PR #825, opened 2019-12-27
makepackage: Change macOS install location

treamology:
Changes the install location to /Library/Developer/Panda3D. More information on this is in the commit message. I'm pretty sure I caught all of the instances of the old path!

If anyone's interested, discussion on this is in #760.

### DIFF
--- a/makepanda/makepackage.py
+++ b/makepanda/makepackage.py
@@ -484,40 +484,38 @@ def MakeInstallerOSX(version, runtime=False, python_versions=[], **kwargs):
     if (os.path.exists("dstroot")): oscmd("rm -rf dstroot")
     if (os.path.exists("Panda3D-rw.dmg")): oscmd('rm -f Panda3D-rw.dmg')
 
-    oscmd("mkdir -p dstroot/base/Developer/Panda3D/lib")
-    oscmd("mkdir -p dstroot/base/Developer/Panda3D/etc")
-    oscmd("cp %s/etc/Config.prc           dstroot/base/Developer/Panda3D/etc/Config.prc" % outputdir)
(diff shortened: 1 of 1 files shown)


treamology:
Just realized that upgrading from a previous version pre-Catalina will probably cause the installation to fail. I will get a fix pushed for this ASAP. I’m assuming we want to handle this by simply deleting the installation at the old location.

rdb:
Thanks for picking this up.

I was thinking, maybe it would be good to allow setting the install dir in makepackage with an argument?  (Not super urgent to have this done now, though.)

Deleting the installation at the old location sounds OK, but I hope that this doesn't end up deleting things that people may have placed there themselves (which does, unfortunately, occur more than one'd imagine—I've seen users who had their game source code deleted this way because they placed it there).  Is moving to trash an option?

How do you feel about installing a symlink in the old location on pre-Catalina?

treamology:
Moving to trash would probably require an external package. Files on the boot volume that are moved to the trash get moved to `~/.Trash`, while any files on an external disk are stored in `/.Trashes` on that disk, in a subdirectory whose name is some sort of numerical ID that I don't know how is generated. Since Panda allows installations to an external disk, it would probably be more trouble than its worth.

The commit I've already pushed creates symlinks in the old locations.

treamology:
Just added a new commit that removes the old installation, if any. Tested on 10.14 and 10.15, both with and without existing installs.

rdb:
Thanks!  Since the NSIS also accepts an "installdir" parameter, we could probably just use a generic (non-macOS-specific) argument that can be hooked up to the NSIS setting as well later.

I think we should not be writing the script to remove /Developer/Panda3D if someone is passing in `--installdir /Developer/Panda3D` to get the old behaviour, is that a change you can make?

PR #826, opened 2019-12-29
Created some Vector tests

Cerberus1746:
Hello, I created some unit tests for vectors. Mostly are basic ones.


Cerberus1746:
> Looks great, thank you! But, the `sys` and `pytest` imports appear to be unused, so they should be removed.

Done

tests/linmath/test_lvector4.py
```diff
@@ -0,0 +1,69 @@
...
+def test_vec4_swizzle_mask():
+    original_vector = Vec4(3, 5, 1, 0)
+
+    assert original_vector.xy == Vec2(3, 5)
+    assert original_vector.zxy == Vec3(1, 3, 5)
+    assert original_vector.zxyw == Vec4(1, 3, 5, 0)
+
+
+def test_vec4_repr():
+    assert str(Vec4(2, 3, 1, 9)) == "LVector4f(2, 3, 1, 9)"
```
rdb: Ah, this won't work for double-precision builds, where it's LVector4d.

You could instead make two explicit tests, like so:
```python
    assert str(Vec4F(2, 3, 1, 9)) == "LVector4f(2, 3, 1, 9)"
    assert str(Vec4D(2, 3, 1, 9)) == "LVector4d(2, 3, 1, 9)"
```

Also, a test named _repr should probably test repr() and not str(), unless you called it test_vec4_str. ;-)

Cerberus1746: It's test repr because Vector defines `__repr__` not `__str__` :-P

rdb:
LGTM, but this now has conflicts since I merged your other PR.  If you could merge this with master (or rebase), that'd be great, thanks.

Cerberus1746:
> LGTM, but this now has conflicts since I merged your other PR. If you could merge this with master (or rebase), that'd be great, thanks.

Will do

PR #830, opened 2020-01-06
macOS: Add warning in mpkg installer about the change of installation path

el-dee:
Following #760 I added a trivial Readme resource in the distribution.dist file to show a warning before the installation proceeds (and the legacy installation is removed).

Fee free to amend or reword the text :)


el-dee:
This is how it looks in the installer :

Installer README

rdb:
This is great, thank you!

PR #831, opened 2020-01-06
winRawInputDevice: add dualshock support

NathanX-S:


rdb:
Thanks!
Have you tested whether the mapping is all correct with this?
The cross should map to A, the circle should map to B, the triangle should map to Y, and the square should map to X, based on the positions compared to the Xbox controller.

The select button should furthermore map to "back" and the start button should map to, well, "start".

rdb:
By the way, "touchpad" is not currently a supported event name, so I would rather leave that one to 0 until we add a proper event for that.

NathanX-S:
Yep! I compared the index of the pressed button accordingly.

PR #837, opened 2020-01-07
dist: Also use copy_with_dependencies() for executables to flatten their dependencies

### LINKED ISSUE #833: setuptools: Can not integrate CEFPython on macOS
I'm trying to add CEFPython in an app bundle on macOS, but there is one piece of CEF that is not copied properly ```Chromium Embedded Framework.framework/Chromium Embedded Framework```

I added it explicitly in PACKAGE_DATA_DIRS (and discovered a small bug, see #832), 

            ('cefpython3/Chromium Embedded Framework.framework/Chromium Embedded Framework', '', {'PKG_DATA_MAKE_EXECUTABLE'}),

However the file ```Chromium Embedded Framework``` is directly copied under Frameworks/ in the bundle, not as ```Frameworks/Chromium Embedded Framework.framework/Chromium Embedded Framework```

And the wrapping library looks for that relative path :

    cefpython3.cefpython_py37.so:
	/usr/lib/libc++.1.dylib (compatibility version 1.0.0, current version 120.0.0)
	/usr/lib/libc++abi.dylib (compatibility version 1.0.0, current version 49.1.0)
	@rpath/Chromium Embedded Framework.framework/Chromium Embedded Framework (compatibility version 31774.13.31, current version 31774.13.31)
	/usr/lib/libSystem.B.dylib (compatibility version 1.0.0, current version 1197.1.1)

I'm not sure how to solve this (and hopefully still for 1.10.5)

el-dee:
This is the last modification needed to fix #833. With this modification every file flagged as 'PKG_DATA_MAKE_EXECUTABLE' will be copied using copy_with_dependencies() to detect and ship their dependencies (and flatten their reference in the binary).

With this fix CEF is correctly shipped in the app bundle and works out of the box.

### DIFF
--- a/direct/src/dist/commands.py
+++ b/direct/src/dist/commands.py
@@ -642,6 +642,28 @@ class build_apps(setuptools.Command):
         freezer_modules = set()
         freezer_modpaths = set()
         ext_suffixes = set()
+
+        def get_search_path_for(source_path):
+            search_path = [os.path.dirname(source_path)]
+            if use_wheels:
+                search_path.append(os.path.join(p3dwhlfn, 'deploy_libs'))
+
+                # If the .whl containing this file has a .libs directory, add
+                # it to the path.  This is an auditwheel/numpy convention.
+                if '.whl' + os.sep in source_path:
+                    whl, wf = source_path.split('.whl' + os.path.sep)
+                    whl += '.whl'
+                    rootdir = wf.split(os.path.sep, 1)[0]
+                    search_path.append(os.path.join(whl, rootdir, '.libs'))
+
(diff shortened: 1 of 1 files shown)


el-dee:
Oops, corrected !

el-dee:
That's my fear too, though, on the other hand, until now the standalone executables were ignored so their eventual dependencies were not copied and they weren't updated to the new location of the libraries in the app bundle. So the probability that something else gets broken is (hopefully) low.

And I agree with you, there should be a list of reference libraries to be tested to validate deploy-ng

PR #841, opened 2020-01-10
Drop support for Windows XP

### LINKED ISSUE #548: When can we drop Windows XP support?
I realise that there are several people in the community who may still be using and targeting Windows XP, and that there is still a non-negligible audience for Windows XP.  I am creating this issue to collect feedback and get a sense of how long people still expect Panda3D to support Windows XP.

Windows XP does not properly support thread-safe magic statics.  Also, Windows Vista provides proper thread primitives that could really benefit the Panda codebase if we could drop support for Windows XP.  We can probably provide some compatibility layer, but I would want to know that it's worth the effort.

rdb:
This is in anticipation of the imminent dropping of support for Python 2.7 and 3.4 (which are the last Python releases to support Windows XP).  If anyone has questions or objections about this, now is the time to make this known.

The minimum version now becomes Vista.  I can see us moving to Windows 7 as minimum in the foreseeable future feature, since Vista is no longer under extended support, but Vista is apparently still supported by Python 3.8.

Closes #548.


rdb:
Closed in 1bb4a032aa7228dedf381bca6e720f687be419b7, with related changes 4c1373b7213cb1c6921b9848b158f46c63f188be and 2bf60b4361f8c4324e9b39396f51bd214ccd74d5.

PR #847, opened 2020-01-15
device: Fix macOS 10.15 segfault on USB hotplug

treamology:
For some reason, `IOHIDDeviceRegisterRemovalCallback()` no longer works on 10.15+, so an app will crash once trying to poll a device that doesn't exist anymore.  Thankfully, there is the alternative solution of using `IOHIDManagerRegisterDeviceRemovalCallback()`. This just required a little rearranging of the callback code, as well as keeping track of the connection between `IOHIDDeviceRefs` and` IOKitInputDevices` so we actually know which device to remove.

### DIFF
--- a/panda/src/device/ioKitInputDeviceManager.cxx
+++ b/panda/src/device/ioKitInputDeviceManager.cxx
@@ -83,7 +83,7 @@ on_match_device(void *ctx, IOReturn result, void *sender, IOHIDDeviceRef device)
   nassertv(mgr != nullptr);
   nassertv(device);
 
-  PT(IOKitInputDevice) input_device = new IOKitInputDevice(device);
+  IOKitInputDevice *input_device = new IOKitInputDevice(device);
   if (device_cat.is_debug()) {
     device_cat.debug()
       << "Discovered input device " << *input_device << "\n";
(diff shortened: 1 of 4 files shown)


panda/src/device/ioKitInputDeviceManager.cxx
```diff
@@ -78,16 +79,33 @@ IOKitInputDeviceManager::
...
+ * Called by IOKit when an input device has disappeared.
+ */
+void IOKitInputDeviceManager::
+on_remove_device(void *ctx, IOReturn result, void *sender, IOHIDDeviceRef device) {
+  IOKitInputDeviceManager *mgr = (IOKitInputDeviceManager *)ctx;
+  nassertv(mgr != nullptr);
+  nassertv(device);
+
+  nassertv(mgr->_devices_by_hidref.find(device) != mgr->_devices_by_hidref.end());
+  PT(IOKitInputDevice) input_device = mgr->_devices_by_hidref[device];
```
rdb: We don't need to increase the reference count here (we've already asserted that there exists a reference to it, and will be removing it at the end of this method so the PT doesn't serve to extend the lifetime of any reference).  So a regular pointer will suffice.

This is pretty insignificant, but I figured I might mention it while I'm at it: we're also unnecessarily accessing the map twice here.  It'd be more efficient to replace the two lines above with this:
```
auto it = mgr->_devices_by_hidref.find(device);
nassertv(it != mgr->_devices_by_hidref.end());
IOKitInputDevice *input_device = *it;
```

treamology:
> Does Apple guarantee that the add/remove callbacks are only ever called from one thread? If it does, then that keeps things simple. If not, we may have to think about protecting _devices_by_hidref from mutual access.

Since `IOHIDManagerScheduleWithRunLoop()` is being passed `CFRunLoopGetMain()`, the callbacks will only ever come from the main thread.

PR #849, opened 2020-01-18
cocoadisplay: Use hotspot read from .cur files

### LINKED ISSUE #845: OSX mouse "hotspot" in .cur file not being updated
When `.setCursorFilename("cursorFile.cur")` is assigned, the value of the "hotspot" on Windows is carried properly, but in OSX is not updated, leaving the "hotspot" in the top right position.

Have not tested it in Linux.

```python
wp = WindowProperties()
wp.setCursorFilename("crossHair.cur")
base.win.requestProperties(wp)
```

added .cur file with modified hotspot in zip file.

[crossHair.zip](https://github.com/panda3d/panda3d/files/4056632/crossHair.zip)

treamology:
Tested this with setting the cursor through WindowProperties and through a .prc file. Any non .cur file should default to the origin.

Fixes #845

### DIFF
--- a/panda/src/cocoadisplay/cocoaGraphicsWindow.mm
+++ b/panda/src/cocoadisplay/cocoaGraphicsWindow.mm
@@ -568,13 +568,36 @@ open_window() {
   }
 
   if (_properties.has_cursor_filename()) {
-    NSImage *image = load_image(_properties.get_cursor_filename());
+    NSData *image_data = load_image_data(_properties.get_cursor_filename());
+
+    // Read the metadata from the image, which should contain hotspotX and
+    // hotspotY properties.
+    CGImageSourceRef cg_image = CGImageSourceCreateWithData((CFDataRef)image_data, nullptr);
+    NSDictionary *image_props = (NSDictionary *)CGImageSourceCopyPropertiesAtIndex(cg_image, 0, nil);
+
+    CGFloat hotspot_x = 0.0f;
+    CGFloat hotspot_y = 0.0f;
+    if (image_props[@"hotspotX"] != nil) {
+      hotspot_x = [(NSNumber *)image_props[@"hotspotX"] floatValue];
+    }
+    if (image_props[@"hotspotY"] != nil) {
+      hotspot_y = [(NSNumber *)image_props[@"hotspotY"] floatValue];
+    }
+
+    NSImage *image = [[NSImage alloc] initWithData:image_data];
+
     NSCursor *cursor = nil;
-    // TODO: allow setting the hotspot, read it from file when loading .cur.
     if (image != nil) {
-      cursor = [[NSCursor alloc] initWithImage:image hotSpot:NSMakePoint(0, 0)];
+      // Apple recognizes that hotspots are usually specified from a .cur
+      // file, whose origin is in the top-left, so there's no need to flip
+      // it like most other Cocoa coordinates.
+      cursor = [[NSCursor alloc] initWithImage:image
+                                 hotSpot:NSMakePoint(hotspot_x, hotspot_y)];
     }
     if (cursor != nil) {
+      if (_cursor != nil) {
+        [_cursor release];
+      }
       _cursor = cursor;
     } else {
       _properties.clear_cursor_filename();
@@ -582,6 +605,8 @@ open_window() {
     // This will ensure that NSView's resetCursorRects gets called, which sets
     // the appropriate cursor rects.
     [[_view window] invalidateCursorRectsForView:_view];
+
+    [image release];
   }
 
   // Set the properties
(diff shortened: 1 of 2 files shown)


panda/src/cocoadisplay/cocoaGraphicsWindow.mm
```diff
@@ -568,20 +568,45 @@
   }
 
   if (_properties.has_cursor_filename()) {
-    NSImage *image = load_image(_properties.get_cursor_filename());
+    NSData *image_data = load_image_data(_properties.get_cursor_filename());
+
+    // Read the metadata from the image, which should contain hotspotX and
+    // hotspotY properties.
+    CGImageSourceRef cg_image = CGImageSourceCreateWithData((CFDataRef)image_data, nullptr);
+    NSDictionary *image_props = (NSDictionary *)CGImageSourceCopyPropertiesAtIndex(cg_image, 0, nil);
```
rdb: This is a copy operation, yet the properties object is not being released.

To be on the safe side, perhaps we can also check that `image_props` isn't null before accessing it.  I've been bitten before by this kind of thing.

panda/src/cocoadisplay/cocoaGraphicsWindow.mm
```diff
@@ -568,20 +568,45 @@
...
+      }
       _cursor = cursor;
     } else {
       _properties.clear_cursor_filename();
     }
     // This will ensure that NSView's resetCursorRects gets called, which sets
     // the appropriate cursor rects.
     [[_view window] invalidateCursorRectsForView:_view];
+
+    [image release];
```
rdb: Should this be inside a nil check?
★ ★ ★ ★ ★ ★ ★
Task to complete: Look through the data above for the string "NSNumber" and copy every line where it appears.

Response:
+      hotspot_x = [(NSNumber *)image_props[@"hotspotX"] floatValue];
+      hotspot_y = [(NSNumber *)image_props[@"hotspotY"] floatValue];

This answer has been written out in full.